§ **SOURCE RECORDS**:
PR #540, opened 2026-05-16
Fail fast on occupied SimpleEngine serialized route

### LINKED ISSUE #495: Track admission-control invariant for serialized TextModel-direct routes

Thump604:
## Summary
- add a small `EngineBusy` exception for serialized engine admission failures
- make `SimpleEngine` fail fast by default when its serialized MLX lock is already occupied, with `VLLM_MLX_SIMPLE_ENGINE_LOCK_ADMISSION=wait` as an explicit compatibility mode
- track active serialized request metadata and expose lock/admission stats in `get_stats()`
- translate non-streaming completion/chat `EngineBusy` failures into retryable HTTP 503 responses with `error=text_generation_busy`

Fixes #495.

## Local repro
`SimpleEngine` serializes MLX work through `_generation_lock`. Before this patch, a second request entering the serialized route waited behind that lock, which can create request pileup under concurrent traffic. The focused regression starts one serialized request, then verifies a second serialized request fails immediately with `EngineBusy` and includes the active holder in the error text.

- repo: `waybarrios/vllm-mlx`
- base: current `main` at `c2d3aec`
- paths: `vllm_mlx/engine/simple.py` `_run_blocking_serialized` / `stream_generate`, `vllm_mlx/server.py` non-streaming completion/chat calls, and `vllm_mlx/engine/base.py`

## Observed behavior
The serialized SimpleEngine path had a lock, but no default fail-fast admission result and no active holder metadata for diagnosing the request currently occupying the route.

## Expected behavior
When the route is already occupied, a second request should get a retryable busy result instead of silently queueing behind the serialized MLX lock. Operators should be able to see the active holder, waiters, and busy rejection count.

## Tests
- `UV_PYTHON=/opt/homebrew/bin/python3.12 uv run --extra dev python -m pytest -q tests/test_simple_engine.py`
- `python -m py_compile vllm_mlx/engine/base.py vllm_mlx/engine/simple.py vllm_mlx/server.py tests/test_simple_engine.py`
- `uv run --with ruff ruff check vllm_mlx/engine/base.py vllm_mlx/engine/simple.py vllm_mlx/server.py tests/test_simple_engine.py --select E,F,W --ignore E402,E501,E731,F811,F841`
- `black --check vllm_mlx/engine/base.py vllm_mlx/engine/simple.py vllm_mlx/server.py tests/test_simple_engine.py`
- `git diff --check`

## Not claimed
- does not claim this is continuous batching
- does not change model sampling
- does not remove the serialized lock; it changes default admission behavior when that lock is occupied
- does not address streaming HTTP response semantics beyond the engine-side busy invariant

### DIFF
--- a/tests/test_simple_engine.py
+++ b/tests/test_simple_engine.py
@@ -104,6 +104,7 @@ class TestSimpleEngineConcurrency:
             engine = SimpleEngine("test-model")
             engine._model = mock_model
             engine._loaded = True
+            engine._generation_lock_admission = "wait"
 
             # Launch multiple concurrent generate calls
             tasks = [
@@ -128,6 +129,7 @@ class TestSimpleEngineConcurrency:
             engine = SimpleEngine("test-model")
             engine._model = mock_llm_model
             engine._loaded = True
+            engine._generation_lock_admission = "wait"
 
             # Launch multiple concurrent chat calls
             tasks = [
@@ -144,6 +146,76 @@ class TestSimpleEngineConcurrency:
                 f"Expected max concurrent to be 1, but got {mock_llm_model._max_concurrent}. "
                 "The lock is not working correctly."
             )
+
+    @pytest.mark.anyio
+    async def test_default_admission_rejects_second_serialized_request(self):
+        """Default SimpleEngine admission fails fast instead of queueing."""
+        from vllm_mlx.engine.base import EngineBusy
+        from vllm_mlx.engine.simple import SimpleEngine
+
+        with patch("vllm_mlx.engine.simple.is_mllm_model", return_value=False):
+            engine = SimpleEngine("test-model")
+            engine._loaded = True
+
+            started = threading.Event()
+            release = threading.Event()
+
+            def slow_call():
+                started.set()
+                release.wait(timeout=1.0)
+                return "ok"
+
+            first = asyncio.create_task(
+                engine._run_blocking_serialized(
+                    slow_call,
+                    request_id="first-serialized-request",
+                )
+            )
+            await asyncio.to_thread(started.wait, 1.0)
+
+            with pytest.raises(EngineBusy) as excinfo:
+                await engine._run_blocking_serialized(
+                    lambda: "late",
+                    request_id="second-serialized-request",
+                )
+
+            assert "text_generation_busy" == excinfo.value.code
+            assert "active=first-serialized-request" in str(excinfo.value)
+            assert engine._generation_busy_rejections == 1
+
+            release.set()
+            await first
+
+    @pytest.mark.anyio
+    async def test_blocking_serialized_tracks_active_request(self):
+        """Busy errors include the current blocking serialized holder."""
+        from vllm_mlx.engine.simple import SimpleEngine
+
+        with patch("vllm_mlx.engine.simple.is_mllm_model", return_value=False):
+            engine = SimpleEngine("test-model")
+            engine._loaded = True
+
+            def slow_call():
+                import time
+
+                time.sleep(0.05)
+                return "ok"
+
+            first = asyncio.create_task(
+                engine._run_blocking_serialized(
+                    slow_call,
+                    request_id="probe-active-holder",
+                )
+            )
+            for _ in range(100):
+                if engine._generation_lock.locked():
+                    break
+                await asyncio.sleep(0.001)
+
+            assert "probe-active-holder" in engine._generation_lock_holder_summary()
+
+            await first
+            assert engine._generation_lock_holder_summary() == "none"
 
     async def test_chat_with_tools_aggregates_streaming_path(self, mock_llm_model):
         """Tool-enabled non-stream chat should use the streaming path."""
@@ -1142,6 +1214,7 @@ class TestSimpleEngineConcurrency:
             engine = SimpleEngine("test-model")
             engine._model = mock_model
             engine._loaded = True
+            engine._generation_lock_admission = "wait"
 
             # Test that stream_generate acquires the lock
             # by checking if it blocks when lock is already held
@@ -2027,6 +2100,7 @@ class TestSimpleEngineConcurrency:
             engine = SimpleEngine("test-model")
             engine._model = mock_llm_model
             engine._loaded = True
+            engine._generation_lock_admission = "wait"
 
             task1 = asyncio.create_task(
                 engine.chat(
--- a/vllm_mlx/engine/base.py
+++ b/vllm_mlx/engine/base.py
@@ -37,6 +37,12 @@ class GenerationOutput:
     mtp_accepted: int = 0
 
 
+class EngineBusy(RuntimeError):
+    """Raised when a serialized engine route is already serving a request."""
+
+    code = "text_generation_busy"
+
+
 @contextmanager
 def suspend_cancellation():
     """Temporarily clear task cancellation so cleanup can finish deterministically."""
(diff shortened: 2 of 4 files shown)


janhilgard (approved):
## Code Review

Overall this is a well-scoped and cleanly implemented PR. The fail-fast admission control for SimpleEngine's serialized route is a sensible default — silently queueing behind a single-threaded MLX lock under concurrent traffic is a real footgun. The code is well-structured, tests cover the critical contention scenario, CI is green, and the PR description is thorough.

### Positive highlights

- **`EngineBusy` exception** in `base.py` is minimal and clean — a `code` class attribute for machine-readable error identity is the right pattern.
- **`_acquire_generation_slot` as an async context manager** is a good abstraction that centralizes admission logic.
- **Environment variable opt-in for `wait` mode** (`VLLM_MLX_SIMPLE_ENGINE_LOCK_ADMISSION`) preserves backward compatibility for users who rely on the queuing behavior.
- **`get_stats()` exposure** of lock state, admission mode, busy rejections, active requests, and waiters is excellent for operational debugging.
- **HTTP 503 with structured error body** is the correct status code for a retryable busy condition.
- **Tests** are well-written: the `test_default_admission_rejects_second_serialized_request` test properly uses threading events to deterministically hold the lock, and `test_blocking_serialized_tracks_active_request` verifies observability.
- **Existing tests updated** to set `engine._generation_lock_admission = "wait"` so they continue to verify the serialization behavior.

### Minor observations (non-blocking)

1. **`stream_chat` MLLM text-only fallback (line ~931)** still acquires `self._generation_lock` directly instead of going through `_acquire_generation_slot`. This is a pre-existing path not modified by this PR, so it's not a regression, but it does mean that code path bypasses fail-fast admission. Worth tracking for a follow-up to ensure all serialized paths get consistent admission behavior.

2. **`chat()` doesn't pass `request_id` to `_run_blocking_serialized`**, so those calls will get the fallback `f"simple-{id(func):x}"` identifier. This is fine functionally (the fallback is deterministic), but for operational debugging the hex address of the function object is less informative than a proper request ID. Could be improved in a follow-up.

3. **Streaming endpoints** (`stream_completion`, `stream_chat_completion`) don't catch `EngineBusy` at the HTTP layer. The PR description explicitly notes "does not address streaming HTTP response semantics beyond the engine-side busy invariant" — this is a reasonable scope boundary since streaming SSE connections have already started the response when the error would surface, so it's a different problem. Just noting for completeness.

4. **`_generation_waiters` counter**: There's a subtle edge case in `_acquire_generation_slot` — between the `locked()` check and `self._generation_waiters += 1`, another coroutine could release the lock. Since this is single-threaded asyncio (no preemption between awaits), this is actually safe: the `locked()` check and the `+= 1` happen in the same synchronous block before any `await`. Just wanted to confirm I traced the concurrency model correctly — it's fine.

5. **`stop()` doesn't reset** `_active_requests`, `_generation_waiters`, or `_generation_busy_rejections`. This is arguably fine since stop/start creates a fresh engine in practice, but if `stop()` is meant to be a clean teardown, resetting these counters would be more defensive.

### Verdict

The PR is well-implemented, correctly scoped, and all CI checks pass. The observations above are all minor and non-blocking — appropriate for follow-up work rather than blocking this PR.

**Approved.**

Timotej-Labsky:
Heads-up on a bug in the merged version: `__init__` reads and validates `VLLM_MLX_SIMPLE_ENGINE_LOCK_ADMISSION`, then unconditionally re-assigns `fail_fast` on the next line — so `wait` mode is silently impossible and the validation/warning is dead code:

```python
if self._generation_lock_admission not in {"fail_fast", "wait"}:
    logger.warning(...)
self._generation_lock_admission = "fail_fast"   # <- always runs, clobbers "wait"
```

The fix is moving the fallback inside the invalid-value branch. I have a one-line fix + regression test ready on a branch ([TimotejLabsky/vllm-mlx@fix/admission-env-respected](https://github.com/TimotejLabsky/vllm-mlx/tree/fix/admission-env-respected)) but PR creation appears restricted to collaborators right now — happy to open it if that's lifted.

Two related observations from running this in production (we carry a port of #540 in our fork, see [PATCHES.md #15](https://github.com/TimotejLabsky/vllm-mlx/blob/main/PATCHES.md)):
- Agent clients (e.g. opencode via LiteLLM) fire a title request and the main completion concurrently against the same model; with `fail_fast` one of every such pair 503s, so `wait` actually working matters — and is arguably the safer default.
- Streaming routes can't turn a mid-stream `EngineBusy` into a clean 503 (200 + SSE headers already sent); a pre-stream admission probe before building the `StreamingResponse` closes that gap.

Thump604:
Thanks for catching this. I reproduced the `wait` clobber on current `main` with a focused regression: `VLLM_MLX_SIMPLE_ENGINE_LOCK_ADMISSION=wait` still reported `generation_lock.admission=fail_fast` because the fallback assignment ran unconditionally after validation.

Opened the narrow fix here: #615. It moves the fallback assignment into the invalid-value branch and adds the regression test. I left the streaming pre-admission probe out of that PR so the scope stays limited to restoring the existing env contract.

§ **BRIEF**:
Send back exactly the lines of the listing above starting at the one with "## Expected behavior" and ending at the one with "uv run --extra", inclusive, and no others.

§ **EXERCISE RESPONSE**:
## Expected behavior
When the route is already occupied, a second request should get a retryable busy result instead of silently queueing behind the serialized MLX lock. Operators should be able to see the active holder, waiters, and busy rejection count.

## Tests
- `UV_PYTHON=/opt/homebrew/bin/python3.12 uv run --extra dev python -m pytest -q tests/test_simple_engine.py`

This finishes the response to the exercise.